I've worked at one of the top fintech firms, whenever we do a config change or deployment, we are supposed to have rollback plan ready and monitor key dashboards for 15-30 minutes.
The dashboards need to be prepared beforehand on systems and key business metrics that would be affected by the deployment and reviewed by teammates.
I've never seen a downtime longer than 1 minute while I was there, because you get a spike on the dashboard immediately when something goes wrong.
For the entire system to be down for 10+ minutes due to a bad config change or deployment is just beyond me.
Comparing the difficulty of running the world’s internet traffic with hundreds of customer products with your fintech experience is like saying “I can lift 10 pounds. I don’t know why these guys are struggling to lift 500 pounds”.

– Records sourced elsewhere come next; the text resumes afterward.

PR #3685, opened 2022-08-10
feat(cli): scripts for critical attribute actions

Johaney-s:
* added script setAttributeCriticalActions, which allows to mark critical actions on attributes
* extended getAttributePolicyCollections script to return also critical actions


mattjoke (approved):
The code looks good; however, manual testing of the scripts would probably be needed.

xflord (approved):
Looks ok, good thinking sorting the collections.

PR #3691, opened 2022-08-23
fix: 🐛 Update BBMRI registration modules to new group structure

dBucik:
No longer the Network and Collection group structures use
representatives group.


dBucik:
Tested on devel, no issues found so far

balcirakpeter (approved):

PR #3693, opened 2022-08-23
feat(core): check MFA for attributes

Johaney-s:
* extended attribute authorization check with option for MFA
* if attribute action is marked as critical it requires MFA
* if user didn't perform MFA, uncatched MfaPrivilegeException is thrown
* when setting 'writable' property to attribute, MFA is not checked because if user is authorized to write to attribute and action requires MFA, exception will be thrown when calling setAttribute method

### DIFF
--- a/perun-core/src/main/java/cz/metacentrum/perun/core/api/exceptions/MfaPrivilegeException.java
+++ b/perun-core/src/main/java/cz/metacentrum/perun/core/api/exceptions/MfaPrivilegeException.java
@@ -1,0 +1,32 @@
+package cz.metacentrum.perun.core.api.exceptions;
+
+import cz.metacentrum.perun.core.api.PerunSession;
+import cz.metacentrum.perun.core.api.exceptions.rt.PerunRuntimeException;
+
+/**
+ * This exception is thrown when principal is performing MFA-requiring action but is not authenticated with Multi-Factor
+ * @author Johana Supikova <xsupikov@fi.muni.cz>
+ */
+public class MfaPrivilegeException extends PerunRuntimeException {
+	static final long serialVersionUID = 0;
+
+	public MfaPrivilegeException(String message) {
+		super(message);
+	}
+
+	public MfaPrivilegeException(String message, Throwable cause) {
+		super(message, cause);
+	}
+
+	public MfaPrivilegeException(Throwable cause) {
+		super(cause);
+	}
+
+	public MfaPrivilegeException(PerunSession sess) {
+		super("Principal " + sess.getPerunPrincipal().getActor() + " is not authorized by MFA");
+	}
+
+	public MfaPrivilegeException(PerunSession sess, String action) {
+		super("Principal " + sess.getPerunPrincipal().getActor() + " is not authorized to perform action '" + action + "' without MFA");
+	}
+}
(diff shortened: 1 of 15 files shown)


Johaney-s:
blocked by #3690

perun-core/src/main/java/cz/metacentrum/perun/core/blImpl/AttributesManagerBlImpl.java
```diff
@@ -1544,76 +1544,76 @@ public List<AttributeDefinition> getAttributesDefinitionWithRights(PerunSession
 			AttributeDefinition attrDef = iterator.next();
 
 			if (this.isFromNamespace(sess, attrDef, NS_USER_FACILITY_ATTR) && user != null && facility != null) {
-				if (!AuthzResolver.isAuthorizedForAttribute(sess, READ, attrDef, user, facility)) {
+				if (!AuthzResolver.isAuthorizedForAttribute(sess, READ, attrDef, user, facility, true)) {
 					iterator.remove();
 				} else {
-					attrDef.setWritable(AuthzResolver.isAuthorizedForAttribute(sess, WRITE, attrDef, user, facility));
+					attrDef.setWritable(AuthzResolver.isAuthorizedForAttribute(sess, WRITE, attrDef, user, facility, false));
```
HejdaJakub, line 1550: Wouldn't the true/false be in the opposite order (`false` for `READ` and `true` for `WRITE`)? We want to check MFA for `WRITE`, am I right?

HejdaJakub: NOTE: I agree that this order is correct after discussion

HejdaJakub (approved):

mattjoke (approved):

perun-core/src/main/java/cz/metacentrum/perun/core/api/exceptions/MfaPrivilegeException.java
```diff
@@ -0,0 +1,32 @@
+package cz.metacentrum.perun.core.api.exceptions;
+
+import cz.metacentrum.perun.core.api.PerunSession;
+import cz.metacentrum.perun.core.api.exceptions.rt.PerunRuntimeException;
+
+/**
+ * This exception is thrown when principal is performing MFA-requiring action but is not authenticated with Multi-Factor
+ * @author Johana Supikova <xsupikov@fi.muni.cz>
+ */
+public class MfaPrivilegeException extends PerunRuntimeException {
```
cuadradek, line 10: I was thinking about this, and we could make this exception a checked one. Unchecked exceptions usually reflect errors inside the program logic, but this exception represents a common situation. What do you think @Johaney-s @mattjoke @HejdaJakub ?

cuadradek: On the other side, we often use authorizing methods in lambda functions in streams, which can't reasonably handle checked exceptions. Hence, if we made this exception a checked one, we would also have to change a lot of code to make it work.

Kuliak (approved):

perun-core/src/main/java/cz/metacentrum/perun/core/api/exceptions/MfaPrivilegeException.java
mattjoke: From the design standpoint, it would be better, but we have to (as you mentioned) consider the amount of code needed to be updated and re-coded.

Johaney-s: we decided to keep it a RuntimeException for there are too many stream usages and the exception is not meant to be caught anyway.

PR #3695, opened 2022-08-25
feat(cli): resolve MFA exception for command line tools

Johaney-s:
* if Perun throws MfaPrivilegeException, CLI tools need to instruct user to authenticate with Multi-Factor
* this is done by setting enforce_mfa property in OIDC config
* then when authentication request is sent, it prepends MFA acr value so that MFA is done along with standard OIDC authentication
* refreshMfa() needs to be called afterwards so that mfa timestamp is retrieved in Perun from UserInfoEndpoint
* if user has no active tokens, unmet_authentication_requirements error is returned from token endpoint


mattjoke (approved):
I think the code looks good

sarkapalkovicova (approved):

xflord (approved):

PR #3805, opened 2022-12-14
fix(cli): fixed warning displayed on VSUP instance

zlamalp:


zlamalp:
Generating service on VSUP instance shows:
```
Scalar value @segments[1] better written as $segments[1] at /opt/perun-cli/lib//Perun/Agent.pm line 509.
```
but it doesn't happen on other instances with the same (latest) release, so it might be perl version dependant.

Johaney-s (approved):

PR #3810, opened 2022-12-16
feat(core): add new login namespace admin-meta

cuadradek:
- New login namespace admin-meta was introduced. Attribute and password manager modules were created.


xflord (approved):

Johaney-s (approved):
good job

PR #3818, opened 2022-12-23
feat(core): new attribute module for optional login in MU namespace

xflord:
* optionalLogin-namespace:mu is now deprecated
* it was replaced with optional-login-namespace:mu which extends the new generic optional-login module
* some tweaks to the generic module were made as well

### DIFF
--- a/perun-core/src/main/java/cz/metacentrum/perun/core/impl/modules/attributes/urn_perun_user_attribute_def_virt_optional_login_namespace_mu.java
+++ b/perun-core/src/main/java/cz/metacentrum/perun/core/impl/modules/attributes/urn_perun_user_attribute_def_virt_optional_login_namespace_mu.java
@@ -7,13 +7,8 @@ import cz.metacentrum.perun.core.api.ExtSource;
 import cz.metacentrum.perun.core.api.ExtSourcesManager;
 import cz.metacentrum.perun.core.api.User;
 import cz.metacentrum.perun.core.api.UserExtSource;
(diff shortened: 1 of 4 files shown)


perun-core/src/main/java/cz/metacentrum/perun/core/impl/modules/attributes/urn_perun_user_attribute_def_virt_optional_login_namespace_mu.java
```diff
@@ -0,0 +1,73 @@
...
+import java.util.List;
+import java.util.regex.Matcher;
+import java.util.regex.Pattern;
+
+/**
+ * Contains login in the MU namespace if it is available, if not the value is null
+ *
+ * @author David Flor
+ */
+public class urn_perun_user_attribute_def_virt_optional_login_namespace_mu extends urn_perun_user_attribute_def_virt_optional_login_namespace {
```
zlamalp, line 22: We should probably add `@SkipValueCheckDuringDependencyCheck` class annotation, since it is used in the original attribute module for `user:virt:optionalLogin_namespace_mu`. Also it should be used in parent class too, since both classes do not implement checkAttributeSyntax/Semantics() methods and this annotations optimize the whole checking process by skipping them.

zlamalp (changes requested):

Johaney-s (approved):

mattjoke (approved):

This kind of thing would be more understandable for a company without hundreds of billions of dollars, and for one that hasn't centralized so much of the internet. If a company has grown too large and complex to be well managed and effective and it's starting to look like a liability for large numbers of people there are obvious solutions for that.
Honestly we shouldn't have created a system where any single company's failure is able to impact such a huge percentage of the network. The internet was designed for resilience and we abandoned that ideal to put our trust in a single company that maybe isn't up for the job. Maybe no one company ever could do it well enough, but I suspect that no single company should carry that responsibility in the first place.